# Your goal
Where the records below show a line containing "argparse import ArgumentParser", start copying; end with the line containing "comm.bip32 import BIP32Path", and copy it too.

# Records drawn from a dataset
——
PR #350, opened 2025-05-05
Add SGX migration authorization tool

italo-sampaio:
Introduces a new tool for creating and signing SGX migration authorizations between enclaves. The tool follows a similar pattern to the existing signapp.py tool.

### DIFF
--- a/middleware/signmigration.py
+++ b/middleware/signmigration.py
@@ -1,0 +1,246 @@
+# The MIT License (MIT)
+#
+# Copyright (c) 2021 RSK Labs Ltd
+#
+# Permission is hereby granted, free of charge, to any person obtaining a copy of
+# this software and associated documentation files (the "Software"), to deal in
+# the Software without restriction, including without limitation the rights to
+# use, copy, modify, merge, publish, distribute, sublicense, and/or sell copies
+# of the Software, and to permit persons to whom the Software is furnished to do
+# so, subject to the following conditions:
+#
+# The above copyright notice and this permission notice shall be included in all
+# copies or substantial portions of the Software.
+#
+# THE SOFTWARE IS PROVIDED "AS IS", WITHOUT WARRANTY OF ANY KIND, EXPRESS OR
+# IMPLIED, INCLUDING BUT NOT LIMITED TO THE WARRANTIES OF MERCHANTABILITY,
+# FITNESS FOR A PARTICULAR PURPOSE AND NONINFRINGEMENT. IN NO EVENT SHALL THE
+# AUTHORS OR COPYRIGHT HOLDERS BE LIABLE FOR ANY CLAIM, DAMAGES OR OTHER
+# LIABILITY, WHETHER IN AN ACTION OF CONTRACT, TORT OR OTHERWISE, ARISING FROM,
+# OUT OF OR IN CONNECTION WITH THE SOFTWARE OR THE USE OR OTHER DEALINGS IN THE
+# SOFTWARE.
+
+import sys
+from os.path import isfile
+from argparse import ArgumentParser
+import ecdsa
+import logging
+from admin.misc import (
+    get_eth_dongle,
+    dispose_eth_dongle,
+    info,
+    AdminError
+)
+from comm.utils import is_hex_string_of_length
+from comm.bip32 import BIP32Path
+from admin.sgx_migration_authorization import SGXMigrationAuthorization, SGXMigrationSpec
+from admin.ledger_utils import eth_message_to_printable
+
+# Default signing path
+DEFAULT_ETH_PATH = "m/44'/60'/0'/0/0"
+
+
+def _require_output_path(options, require_existing=False):
+    if options.output_path is None:
+        raise AdminError("Must provide an output path (-o/--output)")
+    if require_existing and not isfile(options.output_path):
+        raise AdminError(f"Invalid output path: {options.output_path}")
+
+
+def do_message(options):
+    if options.exporter_hash is None:
+        raise AdminError("Must provide an exporter hash (-e/--exporter)")
+    if options.importer_hash is None:
+        raise AdminError("Must provide an importer hash (-i/--importer)")
+
+    info("Computing the SGX migration authorization message...")
+    migration_spec = SGXMigrationSpec({
+        "exporter": options.exporter_hash,
+        "importer": options.importer_hash
+    })
+    sgx_authorization = SGXMigrationAuthorization.for_spec(migration_spec)
+    if options.output_path is None:
+        info(eth_message_to_printable(migration_spec.get_authorization_msg()))
+    else:
+        sgx_authorization.save_to_jsonfile(options.output_path)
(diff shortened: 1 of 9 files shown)


amendelzon:
Could we please mark this as draft while it's not ready? Thanks

middleware/signmigration.py
```diff
@@ -0,0 +1,246 @@
...
+            info(f"Opening public key file {options.output_path}...")
+            info("Adding public key...")
+            with open(options.output_path, "w") as file:
+                file.write("%s\n" % pubkey.hex())
+            info(f"Public key saved to {options.output_path}")
+            return
+
+        # Is there an existing migration authorization? Read it
+        sgx_authorization = None
+        if not isfile(options.output_path):
```
amendelzon, line 133: Don't we have a function to check this?

middleware/signmigration.py
```diff
@@ -0,0 +1,246 @@
...
+    except AdminError:
+        raise
+    except Exception as e:
+        raise AdminError(f"Error signing with dongle: {e}")
+    finally:
+        dispose_eth_dongle(eth)
+
+
+def main():
+    logging.disable(logging.CRITICAL)
```
amendelzon, line 165: Why are we doing this?

amendelzon (commented):
Looks good, left a couple of questions

middleware/signmigration.py
italo-sampaio: Nice catch, yes, I'll replace it with the function.

middleware/signmigration.py
italo-sampaio: TBH, I just copied this from [signapp.py](https://github.com/rsksmart/rsk-powhsm/blob/master/middleware/signapp.py#L50).

Now that you mentioned, this apparently has no effect, since we're logging using `misc.info`. Should this be removed (probably from signapp.py as well)?

amendelzon: sounds good. could you please make sure the output and behaviour remain unaltered after the changes? thanks!

middleware/tests/admin/test_sgx_authorization.py
```diff
@@ -0,0 +1,333 @@
...
+    def test_add_signature(self):
+        # Test adding a valid signature
+        new_sig = "3045022100d2dac5b641d6a454cacdff045ab428bfc4c86e"\
+                  "004ff69728050a33788f6e9e7602207e8b3536a7a50185e2"\
+                  "7219237358823b98678fe32aa7a30b31155cbffad3747d"
+        self.sa.add_signature(new_sig)
+        self.assertEqual(self.sa.signatures, self.sigs + [new_sig])
+
+    def test_add_duplicate_signature(self):
+        # Adding the same signature should be allowed
```
amendelzon, line 101: Why is this allowed?

middleware/tests/admin/test_sgx_authorization.py
```diff
@@ -0,0 +1,333 @@
...
+    def test_authorization_message(self):
+        # Test authorization message format
+        expected_msg = (b"\x19Ethereum Signed Message:\n" +
+                        b"160" +
+                        b"RSK_powHSM_SGX_upgrade_from_" +
+                        self.exporter_mrenclave.encode("ASCII") +
+                        b"_to_" + self.importer_mrenclave.encode("ASCII"))
+        self.assertEqual(expected_msg, self.sa.migration_spec.get_authorization_msg())
+
+    def test_authorization_digest(self):
```
amendelzon, line 262: Isn't this a migration spec unit test?

middleware/tests/admin/test_sgx_authorization.py
```diff
@@ -0,0 +1,333 @@
...
+
+    def test_to_dict(self):
+        # Test dictionary conversion
+        expected_dict = {
+            "exporter": self.exporter_mrenclave,
+            "importer": self.importer_mrenclave,
+        }
+        self.assertEqual(expected_dict, self.migration_spec.to_dict())
+
+    def test_authorization_message(self):
```
amendelzon, line 320: Should we also add an additional non-ethereum prefixed message generation test case?

middleware/tests/admin/test_sgx_authorization.py
```diff
@@ -0,0 +1,333 @@
...
+        # Test authorization message format
+        expected_msg = (b"\x19Ethereum Signed Message:\n" +
+                        b"160" +
+                        b"RSK_powHSM_SGX_upgrade_from_" +
+                        self.exporter_mrenclave.encode("ASCII") +
+                        b"_to_" + self.importer_mrenclave.encode("ASCII"))
+        self.assertEqual(expected_msg, self.migration_spec.get_authorization_msg())
+
+    def test_authorization_digest(self):
```
amendelzon, line 329: I think this is the same as the one on the migration authorisation, I'd remove the other one

middleware/tests/admin/test_signmigration.py
amendelzon, line 1: We need some unhappy path test cases.

amendelzon (approved):
LGTM!

All the comments I left are improvements to the unit tests. Let's please get this merged in as-is and then tackle those comments as a separate PR. Thanks!

middleware/tests/admin/test_sgx_authorization.py
italo-sampaio: Nice catch, you're right, this is duplicated.

middleware/tests/admin/test_sgx_authorization.py
italo-sampaio: Sounds good, I'll add a test case for it.

middleware/tests/admin/test_sgx_authorization.py
italo-sampaio: Yes, you're right. I'll remove the other one and leave only this one

middleware/tests/admin/test_sgx_authorization.py
italo-sampaio: Good question, not sure if it should TBH. I just reproduced signapp's behavior.

We can either modify the logic to turn this into an error or just remove this test case if it's not a big deal, what do you think?

italo-sampaio: As aligned offline, this behavior will be changed so that we don't allow duplicated signatures. The test case will be updated accordingly.

middleware/tests/admin/test_sgx_authorization.py
italo-sampaio: This will be tackled in an upcoming PR

middleware/tests/admin/test_sgx_authorization.py
italo-sampaio: This will be tackled in an upcoming PR

middleware/tests/admin/test_signmigration.py
italo-sampaio: This will be tackled in an upcoming PR

PR #353, opened 2025-05-09
SGX upgrade shared key computation

amendelzon:
- Added private/public keypair generation and addition to self evidence
- Added peer public key extraction upon peer evidence parsing
- Added shared secret computation for data migration
- Removed dummy key
- Added custom claim finder function to evidence module
- Completed evidence function docs
- Added shared key computation unit tests
- Added `evidence_get_custom_claim` function unit tests
- Fixed failing unit tests


italo-sampaio (approved):
LGTM!

PR #355, opened 2025-05-12
SGX upgrade spec auth: replacing sha-256 with keccak-256

amendelzon:
SGX upgrade spec authentication: replacing sha-256 with keccak-256 for message digest

- Updated hash algorithm
- Fixed failing unit tests


italo-sampaio (approved):
LGTM!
——
# Your response
+from argparse import ArgumentParser
+import ecdsa
+import logging
+from admin.misc import (
+    get_eth_dongle,
+    dispose_eth_dongle,
+    info,
+    AdminError
+)
+from comm.utils import is_hex_string_of_length
+from comm.bip32 import BIP32Path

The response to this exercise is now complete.